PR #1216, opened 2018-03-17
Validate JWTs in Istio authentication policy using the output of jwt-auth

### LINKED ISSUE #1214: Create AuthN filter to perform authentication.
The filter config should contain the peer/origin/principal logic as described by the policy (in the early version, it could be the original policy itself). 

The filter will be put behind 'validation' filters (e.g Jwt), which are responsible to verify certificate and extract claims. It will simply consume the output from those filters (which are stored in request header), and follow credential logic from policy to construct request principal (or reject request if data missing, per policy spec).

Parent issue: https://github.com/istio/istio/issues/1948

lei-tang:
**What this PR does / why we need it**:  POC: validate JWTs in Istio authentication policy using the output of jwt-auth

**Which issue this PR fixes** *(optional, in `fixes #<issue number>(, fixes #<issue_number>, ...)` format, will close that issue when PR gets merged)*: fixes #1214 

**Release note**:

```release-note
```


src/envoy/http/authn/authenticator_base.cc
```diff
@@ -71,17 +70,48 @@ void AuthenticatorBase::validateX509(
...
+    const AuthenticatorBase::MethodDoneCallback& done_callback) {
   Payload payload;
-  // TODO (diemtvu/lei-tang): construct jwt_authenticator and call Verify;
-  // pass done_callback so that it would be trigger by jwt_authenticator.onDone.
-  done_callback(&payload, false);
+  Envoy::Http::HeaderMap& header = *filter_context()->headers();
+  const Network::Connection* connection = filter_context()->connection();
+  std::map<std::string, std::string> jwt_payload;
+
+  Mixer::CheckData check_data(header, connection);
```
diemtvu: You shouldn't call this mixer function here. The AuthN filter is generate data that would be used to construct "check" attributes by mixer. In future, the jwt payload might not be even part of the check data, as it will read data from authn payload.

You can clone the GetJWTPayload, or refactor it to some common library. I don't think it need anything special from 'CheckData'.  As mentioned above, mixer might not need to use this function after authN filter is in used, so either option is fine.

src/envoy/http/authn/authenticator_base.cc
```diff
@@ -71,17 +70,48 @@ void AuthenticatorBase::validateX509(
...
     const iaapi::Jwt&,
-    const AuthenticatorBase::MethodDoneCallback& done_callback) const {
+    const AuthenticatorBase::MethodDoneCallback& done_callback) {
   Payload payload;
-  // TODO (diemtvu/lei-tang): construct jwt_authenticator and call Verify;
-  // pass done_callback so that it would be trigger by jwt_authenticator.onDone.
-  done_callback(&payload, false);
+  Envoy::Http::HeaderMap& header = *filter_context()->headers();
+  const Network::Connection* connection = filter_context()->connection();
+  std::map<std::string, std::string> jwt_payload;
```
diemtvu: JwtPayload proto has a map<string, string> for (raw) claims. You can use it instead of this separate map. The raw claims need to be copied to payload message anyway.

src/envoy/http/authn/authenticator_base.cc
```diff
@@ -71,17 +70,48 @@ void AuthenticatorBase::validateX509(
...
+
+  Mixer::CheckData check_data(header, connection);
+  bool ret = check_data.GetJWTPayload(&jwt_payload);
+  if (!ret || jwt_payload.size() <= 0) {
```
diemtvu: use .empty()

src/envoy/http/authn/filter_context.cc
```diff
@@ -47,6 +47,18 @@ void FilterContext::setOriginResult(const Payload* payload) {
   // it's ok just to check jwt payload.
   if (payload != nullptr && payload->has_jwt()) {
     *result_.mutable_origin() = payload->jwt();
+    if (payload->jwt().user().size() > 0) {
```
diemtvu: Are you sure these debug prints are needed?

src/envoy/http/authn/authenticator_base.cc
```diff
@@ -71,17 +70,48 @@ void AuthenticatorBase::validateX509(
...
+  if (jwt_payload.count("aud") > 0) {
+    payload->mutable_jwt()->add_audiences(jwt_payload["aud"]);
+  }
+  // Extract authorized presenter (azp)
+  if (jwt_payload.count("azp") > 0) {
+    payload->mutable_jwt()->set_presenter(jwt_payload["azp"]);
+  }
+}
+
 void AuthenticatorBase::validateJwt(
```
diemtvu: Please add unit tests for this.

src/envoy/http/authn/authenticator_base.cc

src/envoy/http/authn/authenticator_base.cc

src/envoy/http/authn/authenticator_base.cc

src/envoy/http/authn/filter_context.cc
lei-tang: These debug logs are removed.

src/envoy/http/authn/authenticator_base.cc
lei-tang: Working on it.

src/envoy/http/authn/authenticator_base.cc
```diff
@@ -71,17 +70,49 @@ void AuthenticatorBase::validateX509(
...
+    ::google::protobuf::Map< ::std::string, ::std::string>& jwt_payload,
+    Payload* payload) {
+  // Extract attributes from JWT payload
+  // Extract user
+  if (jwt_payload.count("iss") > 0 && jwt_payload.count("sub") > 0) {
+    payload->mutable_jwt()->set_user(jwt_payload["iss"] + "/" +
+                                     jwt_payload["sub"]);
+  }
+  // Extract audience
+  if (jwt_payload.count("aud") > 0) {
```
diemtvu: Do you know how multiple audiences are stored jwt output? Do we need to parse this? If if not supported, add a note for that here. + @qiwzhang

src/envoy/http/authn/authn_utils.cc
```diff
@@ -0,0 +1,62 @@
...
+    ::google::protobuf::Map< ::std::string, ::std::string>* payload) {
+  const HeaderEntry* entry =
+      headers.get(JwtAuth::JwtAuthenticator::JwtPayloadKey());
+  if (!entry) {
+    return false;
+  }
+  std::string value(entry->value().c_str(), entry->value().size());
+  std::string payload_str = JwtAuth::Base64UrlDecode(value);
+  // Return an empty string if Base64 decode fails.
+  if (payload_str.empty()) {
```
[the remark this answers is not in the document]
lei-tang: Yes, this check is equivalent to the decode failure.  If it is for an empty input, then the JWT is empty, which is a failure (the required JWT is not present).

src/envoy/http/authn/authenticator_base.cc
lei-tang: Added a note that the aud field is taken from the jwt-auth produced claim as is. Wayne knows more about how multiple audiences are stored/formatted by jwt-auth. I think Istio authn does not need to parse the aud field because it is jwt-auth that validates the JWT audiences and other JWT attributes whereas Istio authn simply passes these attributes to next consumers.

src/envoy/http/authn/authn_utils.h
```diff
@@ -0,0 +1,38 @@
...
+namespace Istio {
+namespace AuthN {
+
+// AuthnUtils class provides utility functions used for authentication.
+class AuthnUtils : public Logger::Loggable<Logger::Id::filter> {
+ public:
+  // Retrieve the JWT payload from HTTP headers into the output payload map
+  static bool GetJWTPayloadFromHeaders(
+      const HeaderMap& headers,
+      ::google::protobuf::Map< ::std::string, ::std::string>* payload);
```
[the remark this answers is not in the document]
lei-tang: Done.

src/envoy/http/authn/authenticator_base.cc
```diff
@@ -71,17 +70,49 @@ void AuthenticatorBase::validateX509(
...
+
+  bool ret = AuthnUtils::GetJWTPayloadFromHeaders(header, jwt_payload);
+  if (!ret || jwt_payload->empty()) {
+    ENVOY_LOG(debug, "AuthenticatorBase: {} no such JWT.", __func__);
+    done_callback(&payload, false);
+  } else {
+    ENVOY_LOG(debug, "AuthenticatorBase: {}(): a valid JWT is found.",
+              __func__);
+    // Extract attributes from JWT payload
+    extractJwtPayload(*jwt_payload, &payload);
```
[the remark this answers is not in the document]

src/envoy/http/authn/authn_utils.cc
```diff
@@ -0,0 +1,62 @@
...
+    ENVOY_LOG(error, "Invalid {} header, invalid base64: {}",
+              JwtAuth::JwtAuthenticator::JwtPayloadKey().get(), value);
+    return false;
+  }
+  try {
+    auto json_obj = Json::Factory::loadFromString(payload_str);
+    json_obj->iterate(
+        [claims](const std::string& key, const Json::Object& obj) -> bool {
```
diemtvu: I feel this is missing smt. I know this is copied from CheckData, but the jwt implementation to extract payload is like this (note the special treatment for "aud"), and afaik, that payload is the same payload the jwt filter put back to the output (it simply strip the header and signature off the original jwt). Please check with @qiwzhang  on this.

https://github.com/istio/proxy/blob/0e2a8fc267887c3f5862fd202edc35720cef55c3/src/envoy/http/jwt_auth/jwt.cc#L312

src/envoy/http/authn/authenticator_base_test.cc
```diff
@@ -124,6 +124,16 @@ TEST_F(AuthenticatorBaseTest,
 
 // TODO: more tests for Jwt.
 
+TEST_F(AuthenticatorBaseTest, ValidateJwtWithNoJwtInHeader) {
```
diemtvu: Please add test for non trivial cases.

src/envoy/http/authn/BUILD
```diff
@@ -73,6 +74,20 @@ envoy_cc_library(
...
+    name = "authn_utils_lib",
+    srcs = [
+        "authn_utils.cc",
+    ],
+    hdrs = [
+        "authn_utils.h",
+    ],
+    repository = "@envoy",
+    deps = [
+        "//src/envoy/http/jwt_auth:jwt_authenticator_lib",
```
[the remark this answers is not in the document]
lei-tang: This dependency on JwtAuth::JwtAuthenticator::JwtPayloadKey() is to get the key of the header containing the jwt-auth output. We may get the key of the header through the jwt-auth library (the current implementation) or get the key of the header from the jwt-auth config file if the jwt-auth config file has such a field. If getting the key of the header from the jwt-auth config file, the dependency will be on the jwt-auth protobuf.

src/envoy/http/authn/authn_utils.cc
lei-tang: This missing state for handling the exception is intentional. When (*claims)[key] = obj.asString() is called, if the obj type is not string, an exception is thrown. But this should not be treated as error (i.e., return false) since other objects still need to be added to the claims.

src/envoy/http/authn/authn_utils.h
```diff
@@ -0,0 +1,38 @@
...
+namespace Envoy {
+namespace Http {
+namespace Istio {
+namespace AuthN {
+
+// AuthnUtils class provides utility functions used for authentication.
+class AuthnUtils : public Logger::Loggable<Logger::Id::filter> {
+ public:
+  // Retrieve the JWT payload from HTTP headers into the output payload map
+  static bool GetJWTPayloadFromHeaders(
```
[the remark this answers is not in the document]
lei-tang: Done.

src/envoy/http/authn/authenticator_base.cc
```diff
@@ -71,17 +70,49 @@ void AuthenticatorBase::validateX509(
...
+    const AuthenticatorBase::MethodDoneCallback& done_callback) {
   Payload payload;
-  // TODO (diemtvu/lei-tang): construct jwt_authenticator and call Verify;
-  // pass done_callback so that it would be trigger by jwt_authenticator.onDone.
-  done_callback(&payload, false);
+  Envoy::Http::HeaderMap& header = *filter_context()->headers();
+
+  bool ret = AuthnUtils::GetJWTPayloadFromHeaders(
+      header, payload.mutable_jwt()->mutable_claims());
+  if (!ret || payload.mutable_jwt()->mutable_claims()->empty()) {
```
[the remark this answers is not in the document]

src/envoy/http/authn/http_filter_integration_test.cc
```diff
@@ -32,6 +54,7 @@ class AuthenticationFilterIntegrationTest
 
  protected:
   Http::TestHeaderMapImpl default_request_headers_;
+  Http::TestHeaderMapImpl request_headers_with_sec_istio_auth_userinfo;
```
------------
--- What to do ---
Every line from the top of the material through the line containing "The filter config" must be transcribed exactly, and no other line may appear.

--- Written reply ---
PR #1216, opened 2018-03-17
Validate JWTs in Istio authentication policy using the output of jwt-auth

### LINKED ISSUE #1214: Create AuthN filter to perform authentication.
The filter config should contain the peer/origin/principal logic as described by the policy (in the early version, it could be the original policy itself). 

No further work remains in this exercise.